If there are not major down sides please file a complaint with the FBI, I
believe the url is:<http://www.ic3.gov/default.aspx>.

I encourage you to explain

* your evidence that when accessing various websites they appear to be tampered with between the server and your computer.

* Your worry that it impacts your bill with Comcast as it seems to be eating up you bandwidth. An estimate of the amount of money being eaten up if you have reason to suspect it is a city wide occurrence how much money is lost for everyone across the city?

* If you have packet logs of these occurrences I encourage you to include them.

* Unless you have hard evidence that points to Comcast that is doing the tampering I would not accuse any party of responsibility.
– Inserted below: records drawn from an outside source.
PR #146, opened 2016-08-19
fix multiple calls to the options method when using the ajax-support mixin

kketch:
The ajax-support mixin currently calls ember-data adapter's `ajaxOptions` method which is overriden by the same mixin and calls the `options` method. But the `options` method is then again called by the ajaxService, as a result it is called twice.

To fix this ajaxOptions is not overriden anymore in the ajax-support mixin, and is
not called anymore by the ajax method, as it should not be needed by ember-ajax I think
and is a private method of the ember-data adapter.

### DIFF
--- a/addon/mixins/ajax-support.js
+++ b/addon/mixins/ajax-support.js
@@ -34,13 +34,8 @@ export default Mixin.create({
    */
   headers: alias('ajaxService.headers'),
 
-  ajax(url, type, options) {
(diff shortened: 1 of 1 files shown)


alexlafroscia:
Hey, thanks for submitting this.  I think this makes a lot of sense, since `ajaxOptions` doesn't actually get called anywhere other than the `ajax` method we're overwriting anyway!

PR #153, opened 2016-09-08
Fix adding namespace twice

alexlafroscia:
If the URL given already starts with the namespace, don't both to build the URL again.  This prevents issues with Ember Data, where the URL given to the request method is pre-built.

Implements a fix for the issue reported in #139


taras:
LGTM 👍

jherdman:
Would it be possible to cut a release with this fix?

alexlafroscia:
Oops, yeah. Didn't realize that that never happened.

alexlafroscia:
@jherdman released `v2.5.2` just now

Issue #159, opened 2016-09-12
$.parseJSON deprecation


jcbvm:
With jquery 3+, `$.parseJSON` is deprecated, they suggest to just use `JSON.parse`. Is there any reason why the jquery method is used instead of just `JSON.parse`?

taras:
@jcbvm it's probably an oversight. Can you create a PR with this change?

jcbvm:
@taras see https://github.com/ember-cli/ember-ajax/pull/160

alexlafroscia:
Closed by #160

PR #160, opened 2016-09-12
Replaced $.parseJSON with JSON.parse. #159

jcbvm:
The method `$.parseJSON` has been deprecated in jQuery 3+, they suggest to replace it with `JSON.parse`. This pull request does the suggested replace. This should not break any code because `JSON.parse` is supported by all major browsers and IE8+.

### DIFF
--- a/addon/mixins/ajax-request.js
+++ b/addon/mixins/ajax-request.js
@@ -776,7 +776,7 @@ export default Mixin.create({
    */
   parseErrorResponse(responseText) {
     try {
-      return $.parseJSON(responseText);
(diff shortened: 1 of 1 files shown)


taras:
It seems that `$.parseJSON` uses `JSON.parse` when it's available http://stackoverflow.com/a/10362313

@alexlafroscia is this a breaking change?

alexlafroscia:
Assuming that the test suite still passes, I image it's probably fine to change this. It seems like all of the browsers we care about support `JSON.parse`.

PR #35268, opened 2026-07-30
fix(ui): stop clamping the budgets Budget ID column at 15 characters

yuneng-berri:
## TLDR

Problem this solves:

- Budget IDs truncate with ~400px of empty space beside them
- The clamp is a hardcoded 15-character count, not CSS
- A shared-cell fix regresses Request Logs, so this is scoped

How it solves it:

- Override the clamp on the budgets column only
- `cn` is tailwind-merge backed, so `max-w-full` dissolves it
- Truncation still fires at the cell edge

## Pre-Submission checklist

## Delays in PR merge?

## Type

🐛 Bug Fix

## Changes

`IdCell` truncates with `block max-w-[15ch]`, a character-count clamp with no relationship to the column's width. On the budgets table the Budget ID column renders 509px wide at a 1400px container while the ID itself stays pinned at 108px, so every UUID shows an ellipsis with roughly 400px of unused space next to it. Measured across container widths, the clamp never moves because it was never a function of available width:

| container | Budget ID column | ID rendered at | clipped |
| --- | --- | --- | --- |
| 1400px | 509px | 108px | yes |
| 900px | 327px | 108px | yes |
| 520px | 191px | 108px | yes |

The first version of this PR fixed the clamp inside `IdCell`. That is wrong today, because nothing else bounds the column. `DataTable` emits `width: <size>px` on each cell but leaves the table in `table-auto`, where `width` is only a hint and `max-width` on a table cell is ignored outright; a 120px request yields a 938px column. Only `table-fixed` makes `size` authoritative, and `DataTable` enables it solely under `enableColumnResizing`, which 4 of 40 tables pass. So an unbounded `IdCell` lets content drive the column, and Request Logs regresses:

| Request Logs | table width | h-scroll | key_hash column |
| --- | --- | --- | --- |
| before | 1918px | none | 124px |
| shared-cell fix | 2326px | 408px | 494px |

That is a 64-char key hash rendered in full, in a column nobody reads, introducing horizontal scroll at 1920 where there was none.

So this scopes the fix to the call site. `cn` is tailwind-merge backed, so a `max-w-*` passed through `className` dissolves the base clamp while leaving `truncate` in place:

* If you have concerned friends who can independently verify similar conditions, it would probably be valuable to have them file similar complaints, referencing each other where applicable.

------
wyck
It would be nice if there was an easier way to find out ISP injections for the
layperson who can't really use wireshark/proxy and data comparisons, or for
technical people that just don't have the time.

This project had potential ( it detected torrent traffic shaping) but it seems
to no longer be under dev. <http://broadband.mpi-
sws.org/transparency/results/>

Also this is a good read and contains comcast traffic shaping info:
<https://www.eff.org/wp/detecting-packet-injection>

ps. Who cares about the shit JavaScript, this discussion should be about
detecting packet injection and shaping.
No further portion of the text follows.